PIO hack

Bruce Land
Using ece5760 tools to understand rp2040

Introduction
The PIO processors on the rp2040 are optimized to produce input/output bitstreams with precise timing and content. To ensure high speed, reliable , timing all instructions are exactly one cycle long, up to the full cpu clock frequency. This means that the data path has to be simple. We speculated on how the designers managed to do a fetch/execute/conditional-jump in one cycle.

The approach I took to try to duplicate the behavior was to use clocked ROM memory (Intel altsynchROM) for the program, with the next instruction read at the positive clock edge, and the address update on the negative clock edge. This means that the program counter update has to happen in the first half-cycle. The conditional jumps are all all based on very simple conditions of existing state. All other internal state is registered on the rising clock edge along with reading the next instruction. The internal state update combinatiorial logic (except program counter) has the entire clock cycle to stabilize.

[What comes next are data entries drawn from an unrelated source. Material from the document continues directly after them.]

PR #1901, opened 2020-05-28
refactor(engine): move CustomElementConstructor getter to engine-dom

ekashida:
## Details

The CustomElementConstructor getter in engine-core should throw and the actual implementation should be runtime-specific. In this case we are simply moving the current implementation into engine-dom. 

## GUS work item

W-7552459


packages/@lwc/engine/src/framework/main.ts
```diff
@@ -8,11 +8,12 @@
 // TODO [#1296]: Revisit these exports and figure out a better separation
 export { createContextProvider } from './context-provider';
 export { getComponentDef, isComponentConstructor } from './def';
-export { BaseLightningElement as LightningElement } from './base-lightning-element';
+export { BaseLightningElement } from './base-lightning-element';
+export { HTMLElementConstructor } from './base-bridge-element';
```
pmdartus, line 12: Let's not expose `HTMLElementConstructor` out of core, it equivalent to `typeof HTMLElement` and `ComponentConstructor` it equivalent to `typeof LightningElement`.

packages/@lwc/engine/dom/src/apis/lightning-element.ts
```diff
@@ -0,0 +1,54 @@
...
+ * Copyright (c) 2018, salesforce.com, inc.
+ * All rights reserved.
+ * SPDX-License-Identifier: MIT
+ * For full license text, see the LICENSE file in the repo root or https://opensource.org/licenses/MIT
+ */
+import { defineProperty, freeze, isUndefined, seal } from '@lwc/shared';
+
+import {
+    BaseLightningElement,
+    buildCustomElementConstructor,
```
pmdartus, line 11: The entire `buildCustomElementConstructor` method should be extracted in the `engine-dom` since it something that is only usable in the DOM context.

packages/@lwc/engine/src/framework/main.ts
```diff
@@ -8,11 +8,12 @@
 // TODO [#1296]: Revisit these exports and figure out a better separation
 export { createContextProvider } from './context-provider';
 export { getComponentDef, isComponentConstructor } from './def';
-export { BaseLightningElement as LightningElement } from './base-lightning-element';
+export { BaseLightningElement } from './base-lightning-element';
```
pmdartus, line 11: Let's expose directly `BaseLigthningElement` as `LightningElement` out of `engine-core`.

packages/@lwc/engine/dom/src/apis/lightning-element.ts
```diff
@@ -0,0 +1,54 @@
...
+    let ce = ComponentConstructorToCustomElementConstructorMap.get(Ctor);
+    if (isUndefined(ce)) {
+        ce = buildCustomElementConstructor(Ctor);
+        ComponentConstructorToCustomElementConstructorMap.set(Ctor, ce);
+    }
+    return ce;
+}
+
+/**
+ * This static getter builds a Web Component class from a LWC constructor
```
pmdartus, line 36: Let's make the comments 100 chars long.

packages/@lwc/engine/dom/src/index.ts
```diff
@@ -5,6 +5,32 @@
  * For full license text, see the LICENSE file in the repo root or https://opensource.org/licenses/MIT
  */
 
-export * from './framework/main';
+// Polyfills ---------------------------------------------------------------------------------------
+import './polyfills/proxy-concat/main';
+import './polyfills/aria-properties/main';
 
-export * from '../../src';
+// TODO [#0]: We need to address the problem where engine-core needs the above polyfills.
```
pmdartus, line 12: This would make sense to remove the TODO from here and move it to the book of work document.

packages/@lwc/engine/dom/src/apis/lightning-element.ts
ekashida: Yeah, but I think it's better to do that in the renderer PR because this requires a lot of changes that have already been done in that branch.

pmdartus: Ok sure let that that in.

I implemented a subset of the PIO to show how it might work:

Three opcodes (of the nine): set, mov (with no operation), jump
Three registers X, Y, and PC
Decrement operations on X and Y in the conditional jump
The jump opcode supported unconditional jump, jump on X-->0, and jump Y-->0
Option for any instruction to delay up to 31 cycles after executing.
Bit positions and definitions within each instruction match the PIO

The design simulates correctly.
Verilog and simulation testbench

For the program:
5'h00: pgm = 16'b111_00010_001_00101 ; // set x 5 -- with delay 2
5'h01: pgm = 16'b101_00000_010_00_001 ; // mov x to y with no operation
5'h02: pgm = 16'b000_00000_100_00010 ; // jump Y-- to address 2
5'h03: pgm = 16'b000_00000_000_00001 ; // jump to address 1

The Y register should be repeatedly loaded with value 5, decremented, then reloaded. The simulation verifys this behavior.

The next step is to put it on the FPGA